No entanto, sei bem que caminho por um terreno sinuoso. Muitos se apressarão em dizer que o nacionalismo inspirou crimes imperdoáveis; outros afirmarão que se trata de uma ideologia burguesa, feita para dividir e dominar o proletariado internacional; por fim, haverá quem reclame de que toda essa discussão é excessivamente démodée, pois estaríamos todos em um “mundo sem fronteiras”, uma única “aldeia global”. Vá com calma, camarada! Minha intenção não é aliciar militantes para uma causa ou soldados para uma guerra. Por ora, vamos nos ater aos fatos do noticiário.

O presidente estadunidense, Donald Trump, ameaça o funcionamento do Judiciário brasileiro, em especial a atuação do ministro Alexandre de Moraes, responsável por investigar os ataques golpistas do 8 de Janeiro, bem como os dois principais nomes da família Bolsonaro: Jair Bolsonaro e seu filho Eduardo.
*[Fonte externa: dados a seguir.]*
PR #370, opened 2021-02-10
Don't fail on local gomod dependencies

omertuc:
We want to add local dependencies in https://github.com/openshift/assisted-service, this "Local gomod dependencies are not yet supported" exception is blocking us from doing so.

Com seu notório estilo impulsivo, Trump quer forçar o Supremo Tribunal Federal (STF) a conceder uma anistia aos seus aliados ideológicos no Brasil, tendo por base uma suposta caça às bruxas liderada pelos membros do mesmo tribunal. Há quem especule, com boas razões, que as semelhanças entre os ataques golpistas ocorridos na Praça dos Três Poderes e aqueles ocorridos, dois anos antes, na invasão ao Capitólio, deram mais razões para que o presidente norte-americano se dispusesse a socorrer Bolsonaro.
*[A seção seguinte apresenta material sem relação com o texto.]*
PR #373, opened 2021-02-11
Support local gomod dependencies

chmeliik:
Adds content manifest support and an allowlist for local gomod dependencies.

### DIFF
--- a/cachito/web/content_manifest.py
+++ b/cachito/web/content_manifest.py
@@ -21,17 +21,17 @@ class ContentManifest:
         :param Request request: the request to generate a ContentManifest for
         """
         self.request = request
-        # dict to store go package level data; uses the package purl as key to identify a package
+        # dict to store go package level data; uses the package id as key to identify a package
         self._gopkg_data = {}
         # dict to store go module level purl dependencies. Module names are used as keys
         self._gomod_data = {}
-        # dict to store npm package data; uses the package purl as key to identify a package
+        # dict to store npm package data; uses the package id as key to identify a package
         self._npm_data = {}
-        # dict to store pip package data; uses the package purl as key to identify a package
+        # dict to store pip package data; uses the package id as key to identify a package
         self._pip_data = {}
-        # dict to store yarn package data; uses the package purl as key to identify a package
+        # dict to store yarn package data; uses the package id as key to identify a package
         self._yarn_data = {}
-        # dict to store gitsubmodule package level data; uses the package purl as key to identify a
+        # dict to store gitsubmodule package level data; uses the package id as key to identify a
         # package
         self._gitsubmodule_data = {}
 
--- a/cachito/web/content_manifest.py
+++ b/cachito/web/content_manifest.py
@@ -67,21 +67,24 @@ class ContentManifest:
         module based on their names.
         """
         for package_id, pkg_data in self._gopkg_data.items():
-            if pkg_data["name"] in self._gomod_data:
-                self._gopkg_data[package_id]["sources"] = self._gomod_data[pkg_data["name"]]
+            pkg_name = pkg_data.pop("name")
+
+            if pkg_name in self._gomod_data:
+                module_name = pkg_name
             else:
                 # We use the longest module available in the request that matches the package name
-                previous_length = 0
-                for mod_name, sources in self._gomod_data.items():
-                    if pkg_data["name"].startswith(mod_name) and len(mod_name) > previous_length:
-                        self._gopkg_data[package_id]["sources"] = sources
-                        previous_length = len(mod_name)
+                module_name = max(
+                    (mod_name for mod_name in self._gomod_data if pkg_name.startswith(mod_name)),
+                    key=len,
+                    default=None,
+                )
 
-                if not previous_length:
-                    flask.current_app.logger.warning(
-                        "Could not find a Go module for %s", pkg_data["purl"]
-                    )
-            pkg_data.pop("name")
+            if module_name is not None:
+                self._gopkg_data[package_id]["sources"] = self._gomod_data[module_name]
+            else:
+                flask.current_app.logger.warning(
+                    "Could not find a Go module for %s", pkg_data["purl"]
+                )
 
     def process_npm_package(self, package, dependency):
         """
--- a/cachito/web/content_manifest.py
+++ b/cachito/web/content_manifest.py
@@ -4,6 +4,9 @@ import flask
 from cachito.web.utils import deep_sort_icm
 
 
+PARENT_PURL_PLACEHOLDER = "PARENT_PURL"
+
+
 class ContentManifest:
     """A content manifest associated with a Cacihto request."""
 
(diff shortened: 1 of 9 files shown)


chmeliik:
To test:
```shell
          "repo": "https://github.com/cachito-testing/cachito-gomod-local-deps.git",
          "ref": "ef4adaa69f735dba85378301126ac49981143ead",
          "pkg_managers": ["gomod"]
        }'
```
Excerpt from the content manifest:
```json
{
  "dependencies": [
    {
      "purl": "pkg:golang/github.com%2Fcachito-testing%2Fcachito-gomod-local-deps@v0.0.0-20210211104706-ef4adaa69f73#staging/src/some-module"
    }
  ],
  "purl": "pkg:golang/github.com%2Fcachito-testing%2Fcachito-gomod-local-deps@v0.0.0-20210211104706-ef4adaa69f73",
  "sources": [
    {
      "purl": "pkg:golang/github.com%2Fcachito-testing%2Fcachito-gomod-local-deps@v0.0.0-20210211104706-ef4adaa69f73#staging/src/some-module"
    }
  ]
}
```
i.e. local deps are presented as `<module_purl>#<subpath>`. I believe this is valid and correct according to the [purl spec](https://github.com/package-url/purl-spec).

chmeliik:
BTW, please do not be discouraged by the size of this PR, 75% of the diff is unit tests :-)

As an (in)sanity check, I also processed kubernetes with these changes. It took 40 minutes in the dev env and the content manifest is 17 megabytes, but it seems to be working.

cachito/web/content_manifest.py
```diff
@@ -21,17 +21,17 @@ def __init__(self, request):
         :param Request request: the request to generate a ContentManifest for
         """
         self.request = request
-        # dict to store go package level data; uses the package purl as key to identify a package
+        # dict to store go package level data; uses the package id as key to identify a package
```
akhmanova, line 27: @chmeliik  Oh, looks like we will need to change integration tests that check content manifest. Because they keep old key data, am I right?

cachito/web/content_manifest.py
```diff
@@ -67,21 +67,24 @@ def set_go_package_sources(self):
...
         """
         for package_id, pkg_data in self._gopkg_data.items():
-            if pkg_data["name"] in self._gomod_data:
-                self._gopkg_data[package_id]["sources"] = self._gomod_data[pkg_data["name"]]
+            pkg_name = pkg_data.pop("name")
+
+            if pkg_name in self._gomod_data:
+                module_name = pkg_name
             else:
                 # We use the longest module available in the request that matches the package name
```
akhmanova, line 80: Why do we need to use a module with the longest name?

akhmanova: I like new way of handling empty names now more. It is much more logical

cachito/web/content_manifest.py
chmeliik: Integration tests should be fine, the change only affects purls for local dependencies (we do not test those). Content manifests for everything else should stay exactly the same.

Also, I ran `tox -e integration` and it worked, so it should be fine :D

cachito/web/content_manifest.py
chmeliik: This code is older than my time in Cachito so I can only guess, but I think it's something like this.
Imagine you have a main module called `example.org/some-module`. This module has one submodule: `example.org/some-module/submodule`. Both modules have their own package as illustrated below:
- example.org/some-module
  - example.org/some-module/some-package
  - example.org/some-module/submodule
    - example.org/some-module/submodule/other-package

The first package, `example.org/some-module/some-package`, only matches the main module - `example.org/some-module`. We want to use that one as the parent module.

The second package, `example.org/some-module/submodule/other-package`, matches both modules, but it's immediate parent is `example.org/some-module/submodule` (`example.org/some-module` is a "grandparent", if you will).

That's why we take the longest matching module name.

cachito/web/content_manifest.py
akhmanova: Perfect, thank you!

cachito/web/content_manifest.py
```diff
@@ -43,8 +46,10 @@ def process_gomod(self, package, dependency):
         :param Dependency dependency: the gomod package dependency to process
         """
         if dependency.type == "gomod":
-            icm_source = {"purl": dependency.to_purl()}
-            self._gomod_data[package.name].append(icm_source)
+            parent_purl = self._gomod_data[package.name]["purl"]
+            dep_purl = dependency.to_purl().replace(PARENT_PURL_PLACEHOLDER, parent_purl)
+            icm_source = {"purl": dep_purl}
+            self._gomod_data[package.name]["dependencies"].append(icm_source)
```
athos-ribeiro, line 52: nitpick: It would be nice if the structure change (using `"dependencies"`) was in a separate commit here.

cachito/workers/pkg_managers/gomod.py
```diff
@@ -286,6 +287,67 @@ def _parse_name_and_version(list_deps_line: str) -> Tuple[str, str]:
...
+            raise CachitoError(f"Absolute paths to gomod dependencies are not supported: {version}")
+
+
+def _fail_unless_allowlisted(module_name: str, package_name: str, allowed_patterns: List[str]):
+    """Fail unless the module is allowed to replace the package with a local dependency."""
+    if not any(fnmatch.fnmatch(package_name, pat) for pat in allowed_patterns):
+        raise CachitoError(
+            f"The module {module_name} is not allowed to replace {package_name} with a local "
+            f"dependency. Please contact the maintainers of this Cachito instance about adding "
+            "an exception."
```
athos-ribeiro, line 328: Nice msg :)

cachito/web/models.py
```diff
@@ -198,6 +198,11 @@ def to_purl(self):
         :raise ContentManifestError: if the there is no implementation for the package type
         """
         if self.type in ("go-package", "gomod"):
+            if self.version.startswith("."):
+                # Package is relative to the parent module
+                normpath = os.path.normpath(self.version)
+                return f"{content_manifest.PARENT_PURL_PLACEHOLDER}#{normpath}"
```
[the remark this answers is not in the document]
chmeliik: I believe those are not possible: https://golang.org/ref/mod#go-mod-file-replace
```
replace directives only apply in the main module's go.mod file and are ignored in other modules.
See Minimal version selection for details.
```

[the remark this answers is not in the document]
athos-ribeiro: This was my only concertn here. In this case, LGTM

athos-ribeiro (approved):

cachito/web/content_manifest.py
chmeliik: Broke up into 2 commits

cachito/workers/pkg_managers/gomod.py
```diff
@@ -286,6 +287,67 @@ def _parse_name_and_version(list_deps_line: str) -> Tuple[str, str]:
...
+                log.debug("Allowed local packages for %s: %s", module_name, allowed_patterns)
+
+            log.debug(
+                "Module %s wants to replace %s with a local dependency: %s",
+                module_name,
+                name,
+                version,
+            )
+            _fail_unless_allowlisted(module_name, name, allowed_patterns)
+            _fail_if_outside_repo(version, module_path, repo_root)
```
chmeliik, line 316: I found this in the purl spec:
```
When percent-decoded, a segment:

    must not contain a '/'
    must not be any of '..' or '.'
    must not be empty
```
We need a stricter check, not only must the path be inside the repo, it must not start with `..` at all

chmeliik:
Changed the check to disallow all paths with `..` in them. Also, the allowlist will now be logged only once.

nirzari (approved):
Looks Good :ship: :it:

chmeliik:
> Looks Good ship it

@nirzari I was wondering what the italian flag was about until I saw the text representation :smile:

De fato, Darren Beattie, secretário da gestão Trump, declarou (24/07) que Alexandre de Moraes “é o coração pulsante do complexo de perseguição e censura contra Jair Bolsonaro”, de modo que a ofensiva trumpista segue se agravando a cada dia que passa. O Secretário de Estado dos EUA, Marco Rubio, anunciou a revogação do visto de Alexandre de Moraes e seus familiares. Tal medida foi uma resposta à imposição do ministro para que o ex-presidente usasse tornozeleira eletrônica, algo que o próprio Bolsonaro classificou, diante das câmeras que o filmavam, como “suprema humilhação”. Além disso, foram punidos outros sete ministros do STF, bem como o Procurador-Geral da República, Paulo Gonet, e seus familiares. Trata-se, sem dúvidas, de algo inédito na história entre os dois países, cuja relação bicentenária é marcada por golpes e alianças, crises e afagos, desconfiança e submissão. Se, por um lado, os EUA foram um dos primeiros países a reconhecer a Independência do Brasil, por outro lado, esse mesmo país chancelou o golpe de 1964 e a ditadura que se formaria a partir dele, momento mais crítico da nossa história no século passado.
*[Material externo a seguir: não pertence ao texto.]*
PR #374, opened 2021-02-11
Commit DB operations after celery errors

ejegrova:
In case of celery errors, create_request function commit operations to
DB and mark request as failed.

### DIFF
--- a/cachito/web/api_v1.py
+++ b/cachito/web/api_v1.py
@@ -294,6 +294,7 @@ def create_request():
         )
         error = "Failed to schedule the task to the workers. Please try again."
         request.add_state("failed", error)
+        db.session.commit()
         raise CachitoError(error)
 
     flask.current_app.logger.debug("Successfully scheduled request %d", request.id)
--- a/tests/test_api_v1.py
+++ b/tests/test_api_v1.py
@@ -936,8 +936,20 @@ def test_create_request_connection_error(mock_chain, app, auth_env, client, db):
     )
     rv = client.post("/api/v1/requests", json=data, environ_base=auth_env)
 
+    engine = db.create_engine(app.config["SQLALCHEMY_DATABASE_URI"], {})
+    connection = engine.connect()
+    request_state = db.Table("request_state", db.MetaData(), autoload=True, autoload_with=engine)
+    query = db.select([request_state]).where(request_state.columns.request_id == 1)
+
+    state_reasons = []
+    for res in connection.execute(query):
+        state_reasons.append(res[2])
+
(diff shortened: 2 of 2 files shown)


cachito/web/api_v1.py
```diff
@@ -294,6 +294,8 @@ def create_request():
         )
         error = "Failed to schedule the task to the workers. Please try again."
         request.add_state("failed", error)
+        db.session.add(request)
```
athos-ribeiro, line 297: Do we really need to add the request again here? Note that the add_state call will call `db.session.add` for the state.

athos-ribeiro, line 297: Do we really need to add the request again here? Note that the add_state call will call db.session.add for the state.

ejegrova: Oh right, I had db.session.commit on wrong place before and it didn't work without this call. Removing that.

tests/test_api_v1.py
```diff
@@ -936,8 +936,20 @@ def test_create_request_connection_error(mock_chain, app, auth_env, client, db):
...
+    connection = engine.connect()
+    request_state = db.Table("request_state", db.MetaData(), autoload=True, autoload_with=engine)
+    query = db.select([request_state]).where(request_state.columns.request_id == 1)
+
+    state_reasons = []
+    for res in connection.execute(query):
+        state_reasons.append(res[2])
+
+    error = "Failed to schedule the task to the workers. Please try again."
+    assert any(elem == error for elem in state_reasons)
```
chmeliik, line 949: This test already queries the database for the request, see below
```python
assert Request.query.get(1).state.state_name == "failed"
```
You can use the same approach to test for the state reason

ejegrova: Ok, I didn't know what this line is about because I didn't find query in Request class. Now I get where it's coming from. In that case there's something odd with this test or I just don't understand how that works. But this assertion is passing in both cases: when you run db.session.commit() in create_request() and also if you don't run it there. I think this shouldn't be happening.
I tried to check state with:
```assert Request.query.get(1).state.state_reason == "Failed to schedule the task to the workers. Please try again."```
This also does not reflect if db.session.commit() run and always passes.

chmeliik: Can confirm that this code is a proper test while `Request.query` is not, very interesting :D
We can keep your version and later investigate why the previous test does not work.

chmeliik (approved):
LGTM :+1:

Tested locally by killing rabbitmq (`docker-compose kill rabbitmq`), submitting a request and verifying that it is marked as failed in the `/requests` response

athos-ribeiro (approved):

Até o momento em que escrevo esse texto — estou nos últimos dias de julho —, não há sinais de que Trump queira recuar das suas investidas contra a economia das terras de cá. Ao contrário, alguns antecipam que o republicano possa aprofundar seus ataques no que diz respeito às tarifas impostas contra os produtos brasileiros, golpeando, em especial, o agronegócio, tido como um dos pilares fundamentais da estrutura econômica brasileira e do próprio movimento bolsonarista. Assim, se nada for feito, milhares de empregos serão perdidos e empresas quebrarão, de tal maneira que a economia pode mergulhar numa espiral cataclísmica, cuja consequência a médio e longo prazo ainda é incerta. Enquanto isso, o próprio Eduardo Bolsonaro declarou que não temeria um cenário de “terra arrasada [no Brasil]”, desde que se sentisse “vingado”. Com essa afirmação abjeta, o clã Bolsonaro comprova que seu pretenso amor à pátria não se equivale ao “amor familiar”, ou seja, nada importa mais que o seu instinto de sobrevivência, mesmo que todos afundemos por isso. Poucas vezes se viu tamanho servilismo por parte de uma liderança brasileira em terras estrangeiras.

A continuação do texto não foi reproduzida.